Через два дня в дверь позвонили. На пороге стоял Сергей — осунувшийся, с тёмными кругами под глазами, словно не спал все эти ночи.
— Полина, давай поговорим по-человечески, — начал он без предисловий, как нашкодивший школьник.
— О чём? — Полина скрестила руки на груди, чувствуя, как возводится невидимая стена. — О том, как ты позволял своей матери унижать меня на каждом шагу? Или о том, как ни разу не встал на мою защиту, как настоящий мужчина?
— Я пытался всех примирить, понимаешь? — сказал Сергей с видом человека, которого несправедливо обвинили. — Но у меня не получилось, сама видишь.
— Ты даже не пытался, Серёжа, — покачала головой Полина, удивляясь, как быстро тает любовь, которая казалась нерушимой. — Ты просто шёл по пути наименьшего сопротивления. Мама кричит — значит, ей надо уступить. А я молчу — значит, со мной всё в полном порядке. Так не бывает, понимаешь?
— Я люблю тебя, Полина, — сказал он с таким выражением, будто сам удивлялся своим словам.
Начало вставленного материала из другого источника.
PR #5165, opened 2026-08-02
fix: 保留 SQL Server 批处理结果集

### LINKED ISSUE #4371: [Compatibility] 批处理脚本在工具中执行成功但未返回结果集
### 来源
QQ 群反馈 · **反馈人**：自由自在

### 数据库类型和版本
Microsoft SQL Server

### AI 摘要
同一个批处理脚本在MSSQL中原语句能执行成功并返回完整结果集，但在某工具中执行时，初始报错，调整后虽执行成功，却只返回执行结果信息，未返回数据列表。

### 原始描述
同一个批处理脚本执行报错且调整后执行成功也只返回执行结果未有返回结果数据列表，但是在MSSQL中原语句都能执行成功且返回结果集

zipg:
## 问题

SQL Server 批处理以 `SET`、`DECLARE` 等准备语句开头、后续再执行 `SELECT` 时，单查询入口没有复用已有的批处理结果集判定，而是走 `Client::execute`。该路径只汇总 affected rows，不读取 TDS 结果集，因此批处理执行成功后只显示执行信息。

## 修复

- 单查询入口统一使用 `sqlserver_batch_can_use_execute` 判断是否可走纯执行路径。
- 可能返回结果集的批处理复用现有 `execute_simple_batch_with_max_rows`，返回首个结果集。
- 纯 DML 继续使用原路径统计 affected rows；分页上限、截断状态和 SQL Server 消息处理保持现有行为。
- 增加分流单测和真实 SQL Server 集成测试。

## 验证

- 最新 `main` + 真实 SQL Server：`SET NOCOUNT OFF; DECLARE ...; INSERT ...; SELECT ...` 经 `/api/query/execute` 返回空列、空行和 `affected_rows: 4`，稳定复现。
- 修复分支同一真实库、同一 API 请求：返回 `batch_value` 列以及 `1`、`2` 两行。
- 真实库集成测试同时验证 `maxRows=1` 时只返回一行且 `truncated=true`。
- SQL Server 模块单测：90 passed，4 ignored。
- `cargo fmt --check --all`、`cargo clippy -p dbx-core --lib --tests -- -D warnings`、`git diff --check` 通过。

Fixes #4371

### DIFF
--- a/crates/dbx-core/src/db/sqlserver.rs
+++ b/crates/dbx-core/src/db/sqlserver.rs
@@ -2497,8 +2497,7 @@ pub async fn execute_query_with_max_rows(
         strip_dbx_sqlserver_row_number_column(&mut result, sql);
         Ok(result)
     } else if !sqlserver_batch_can_use_execute(sql) {
-        let mut results = execute_simple_batch_with_max_rows(client, sql, max_rows).await?;
-        Ok(results.remove(0))
+        execute_simple_batch_first_result_with_max_rows(client, sql, max_rows).await
     } else {
         let (result, messages) = capture_sqlserver_messages(sqlserver_driver_result(client.execute(sql, &[]))).await;
         let result = result?;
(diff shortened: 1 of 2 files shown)


t8y2 (commented):
Maintainer patch `6698f04f4` has been pushed to this PR.

Root causes:
- `INSERT ... SELECT` was classified as result-set-producing solely because it contained a top-level `SELECT`, so the normal SQL Server execute path no longer returned the real affected-row count.
- the single-result API collected every later result set before discarding them, causing unnecessary memory growth for large SQL Server batches.

Patch:
- statement-aware routing keeps DML-leading `INSERT/UPDATE/DELETE/MERGE` on the affected-row path while still routing genuinely mixed batches through result-set handling.
- the single-result path now retains only the first result set while fully draining the remaining TDS stream, preserving connection usability without accumulating discarded rows.
- regression coverage includes `INSERT ... SELECT` affected rows and a follow-up query after draining a large later result.

DBeaver comparison: its JDBC execution loop reads each update count separately and repeatedly advances through `nextResults()`, so later results are drained even when only one result is presented.

Checks run:
- SQL Server module tests: 90 passed / 4 ignored
- 3 live integration tests compiled; they were not executed because SQL Server test environment variables are not configured locally
- `cargo check` passed
- Clippy with `-D warnings` passed
- `cargo fmt --check` passed
- `git diff --check` passed

t8y2 (approved):
Approved after maintainer patch validation. The exact-head Rust tests passed; the Clippy failure is the pre-existing manual_async_fn failure already reproduced on main at 43b24c43d.

t8y2:
Thanks for the contribution! Merged in 02bad5d75, will be released in the next version.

— Любовь — это не только красивые слова, — Полина грустно улыбнулась, как человек, понявший важную истину. — Это ещё и поступки. А ты выбрал мать, а не жену. Я уважаю твой выбор, но и ты уважай мой.
Она закрыла дверь и прислонилась к ней спиной, сползая на пол, как подкошенная. Слёзы текли по щекам горячими ручьями, но внутри, странное дело, бурлила новая сила. Полина вернула себе свою жизнь, свою квартиру, своё достоинство — и это стоило всех слёз мира.
Через неделю она перекрасила стены в спальне в свой любимый лавандовый цвет — тот самый, что свекровь считала «вульгарным и безвкусным», повесила обратно голубые занавески с мелким цветочным узором и купила новые декоративные подушки — целую гору, больше, чем когда-либо имела. Квартира снова стала её домом, её крепостью, её уголком уюта, где никто не имел права раздавать указания и менять заведённый порядок.
А через месяц подруга Наташа познакомила её с Андреем — спокойным, уверенным в себе мужчиной, который с живым интересом слушал её рассказы о работе, ценил её мнение и никогда не перебивал на полуслове. И главное — у него была своя квартира в соседнем районе, в которой не жила его мать, и даже нога её туда не ступала без особого приглашения.
Иногда потери оказываются началом чего-то нового, лучшего. И Полина была благодарна судьбе за этот тяжёлый, но необходимый урок. Она больше никогда не позволит никому переступать через свои границы, даже из любви и во имя мира в семье.
За окном расцветала весна, наполняя мир свежими красками и запахами. Полина стояла у окна, любуясь новыми занавесками — светло-голубыми, с мелким цветочным узором, такими же, как в начале этой истории. Солнечные лучи играли в складках ткани, рисуя на полу причудливые узоры — словно сама жизнь начинала новый, чистый узор. И в этот момент Полина чувствовала себя по-настоящему счастливой — хозяйкой своей судьбы, своего дома, своей крепости.